The implication for protocol design is significant. The NAD+ longevity story, in its simplest form, is: levels decline with age, sirtuins need NAD+, supplement to restore levels. That's true as far as it goes. What it leaves out is the dynamic equilibrium between production and consumption, the age-related shift in that equilibrium driven by CD38 and PARP, and the consequence that supplementation strategies designed for younger animals or people with normal CD38 activity may require recalibration when CD38 activity is elevated. A 250 mg per day NMN protocol that works beautifully in a 35-year-old may be insufficient in a 65-year-old with age-associated CD38 elevation — not because NMN stops working, but because the consumption side of the equation has changed.
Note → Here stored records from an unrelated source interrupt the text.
PR #4656, opened 2024-04-04
[M] CANDLEPIN-845: Added retry logic for database connection failures

joshmalbrecht:
- Moved database connection and migration logic from
      CandlepinContextListener to a new DatabaseConnectionManager class and
      a new MigrationManager class.
    - Added database connection retry logic for when Candlepin is starting
      and fails to connect to the database.
    - Added max retry attempts and retry interval configurations to be used
      for the database connection retry logic.
    - Removed documentation in CONTRIBUTING.md regarding needing to
      restart the candlepin container when using podman play kube command.

### DIFF
--- a/src/main/java/org/candlepin/config/ConfigProperties.java
+++ b/src/main/java/org/candlepin/config/ConfigProperties.java
@@ -28,7 +28,7 @@ import org.candlepin.async.tasks.RevokeEntitlementsJob;
 import org.candlepin.async.tasks.UnmappedGuestEntitlementCleanerJob;
 import org.candlepin.config.validation.ConfigurationValidator;
 import org.candlepin.config.validation.IntegerConfigurationValidator;
-import org.candlepin.guice.CandlepinContextListener;
+import org.candlepin.database.MigrationManagementLevel;
 
 import java.util.ArrayList;
 import java.util.HashMap;
@@ -179,6 +179,10 @@ public class ConfigProperties {
     public static final String DB_URL = JPA_CONFIG_PREFIX + "hibernate.connection.url";
     public static final String DB_USERNAME = JPA_CONFIG_PREFIX + "hibernate.connection.username";
     public static final String DB_PASSWORD = JPA_CONFIG_PREFIX + "hibernate.connection.password";
+
+    // Database
+    public static final String DB_MAX_CONNECTION_ATTEMPTS = "candlepin.db.max_connection_attempts";
+    public static final String DB_CONNECTION_RETRY_INTERVAL = "candlepin.db.retry_interval";
 
     // Cache
     public static final String CACHE_JMX_STATS = "cache.jmx.statistics";
@@ -350,6 +354,10 @@ public class ConfigProperties {
         {
             this.put(CANDLEPIN_URL, "https://localhost");
 
+            // Database connection
+            this.put(DB_CONNECTION_RETRY_INTERVAL, "5"); // seconds
+            this.put(DB_MAX_CONNECTION_ATTEMPTS, "3");
+
             this.put(JWT_ISSUER, "Candlepin");
             this.put(JWT_TOKEN_TTL, "600"); // seconds
             this.put(ANON_JWT_TOKEN_TTL, "172800"); // seconds
@@ -415,7 +423,7 @@ public class ConfigProperties {
             // submit one when registering.
             this.put(HIDDEN_RESOURCES, "environments");
             this.put(HIDDEN_CAPABILITIES, "");
-            this.put(DB_MANAGE_ON_START, CandlepinContextListener.DBManagementLevel.NONE.getName());
+            this.put(DB_MANAGE_ON_START, MigrationManagementLevel.NONE.getName());
             this.put(SSL_VERIFY, "false");
 
             this.put(FAIL_ON_UNKNOWN_IMPORT_PROPERTIES, "false");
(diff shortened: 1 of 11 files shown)


Ceiu:
I want to take a closer look at this, but as the CCL approaches something like 30-40% of the logic being the DB handling stuff, we should really start looking at pulling that out into its own class to encapsulate the logic a little better, and stop using CCL as a dumping grounds for misc initialization code.

As a slight aside to something from a PR I missed earlier, and an artifact of this type of issue, the configuration validation happens as a separate initialization step rather than as a part of the logic that loads the configuration. Is there a reason for that I'm not seeing?

joshmalbrecht:
> I want to take a closer look at this, but as the CCL approaches something like 30-40% of the logic being the DB handling stuff, we should really start looking at pulling that out into its own class to encapsulate the logic a little better, and stop using CCL as a dumping grounds for misc initialization code.
> 
> As a slight aside to something from a PR I missed earlier, and an artifact of this type of issue, the configuration validation happens as a separate initialization step rather than as a part of the logic that loads the configuration. Is there a reason for that I'm not seeing?

Yeah, we really should have the DB connection logic in like a `DatabaseConnectionManager` class like you said.

I introduced the org/candlepin/config/validation package as way to validate  configurations at startup instead of whenever the application happens to hit the code path that uses the configuration. That way the application isn't in a weird state where a portion of functionality isn't working because of a typo or something in the config and you have to notice the issues in the logs.

Ceiu:
> I introduced the org/candlepin/config/validation package as way to validate configurations at startup instead of whenever the application happens to hit the code path that uses the configuration. That way the application isn't in a weird state where a portion of functionality isn't working because of a typo or something in the config and you have to notice the issues in the logs.

Right, and that goal is a good one; but what I mean is we load the configuration as one step, do some other stuff, then validate it as a separate, disconnected step as part of the responsibilities of the CCL. Given the nature of it, it should be part of the logical load operation so that the CCL is only calling out to one sub operation for it.

joshmalbrecht:
> Right, and that goal is a good one; but what I mean is we load the configuration as one step, do some other stuff, then validate it as a separate, disconnected step as part of the responsibilities of the CCL. Given the nature of it, it should be part of the logical load operation so that the CCL is only calling out to one sub operation for it.

Ooooh, my bad, I misunderstood what you were saying! Yeah, you are right the validation should be part of the load operation! It makes no sense to load the configurations then do some other stuff then validate.

joshmalbrecht:
Moving this to draft as I move the Database Management into its own class

src/main/java/org/candlepin/config/ConfigProperties.java
```diff
@@ -179,6 +179,10 @@ private ConfigProperties() {
     public static final String DB_URL = JPA_CONFIG_PREFIX + "hibernate.connection.url";
     public static final String DB_USERNAME = JPA_CONFIG_PREFIX + "hibernate.connection.username";
     public static final String DB_PASSWORD = JPA_CONFIG_PREFIX + "hibernate.connection.password";
+    public static final String DB_MAX_CONNECTION_ATTEMPTS = JPA_CONFIG_PREFIX +
+        "hibernate.connection.max_connection_attempts";
+    public static final String DB_CONNECTION_RETRY_INTERVAL = JPA_CONFIG_PREFIX +
+        "hibernate.connection.retry_interval";
```
nikosmoum, line 185: I think we can use a more generic namespace for these properties, such as `candlepin.db.*`, since there's nothing specific about jpa or hibernate to them. They're only used by candlepin logic (not passed to jpa/jdbc/hibernate) to retry the connection to the database, regardless of the underlying tech (so that their names would still make sense even if we changed from jpa/hibernate to something else)

src/main/java/org/candlepin/config/ConfigProperties.java
```diff
@@ -350,6 +354,10 @@ public static String jobConfig(String jobKey, String cfgName) {
         {
             this.put(CANDLEPIN_URL, "https://localhost");
 
+            // Datebase connection
```
nikosmoum, line 357: typo

src/main/java/org/candlepin/database/DatabaseConnectionManager.java
```diff
@@ -0,0 +1,144 @@
...
+
+        while (attemptNumber <= maxAttempts) {
+            log.info("Attempt {} out of {} to connect to the database.", attemptNumber, maxAttempts);
+            try {
+                return DriverManager.getConnection(
+                    config.getString(ConfigProperties.DB_URL),
+                    config.getString(ConfigProperties.DB_USERNAME),
+                    config.getString(ConfigProperties.DB_PASSWORD));
+            }
+            catch (SQLException e) {
```
nikosmoum, line 107: Is this always going to be a SQLException when we can't connect to the DB? Or is there any circumstance it can be something else, like IOException (with e.g. some kind of network issues)?

nikosmoum (changes requested):
Looks good, just a few minor requests/questions

src/main/java/org/candlepin/config/ConfigProperties.java
joshmalbrecht: I agree, and that makes sense! Updated to use `candlepin.db.*`

src/main/java/org/candlepin/config/ConfigProperties.java
joshmalbrecht: Oops haha updated

src/main/java/org/candlepin/database/DatabaseConnectionManager.java
joshmalbrecht: I think it will always be SQLException, but we can just catch Exception here to be sure! Updated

This doesn't mean supplementation is futile — the data shows blood NAD+ rises in aged subjects with precursor supplementation, and that matters. It means the more complete protocol likely involves addressing both sides: precursor supply and degradation management. Whether that degradation management is achievable through dietary flavonoids at current supplement doses is unclear. Whether it requires pharmaceutical-grade CD38 inhibitors is the subject of ongoing research. What's clear is that thinking about NAD+ only as a production problem misses half of the biology — and for people in the age range where NAD+ decline has its most consequential effects, the consumption half may be the more important one to understand.

The deeper implication reaches into how we should think about the whole NAD+ supplementation category. It's not that supplementing is wrong or pointless — there's reasonable evidence it does something useful. It's that the distance between "I raised my blood NAD+" and "I addressed the cellular NAD+ dynamics that matter for aging" may be larger than the simple version of the story suggests, and closing that gap probably requires engaging with the biology at more than one point.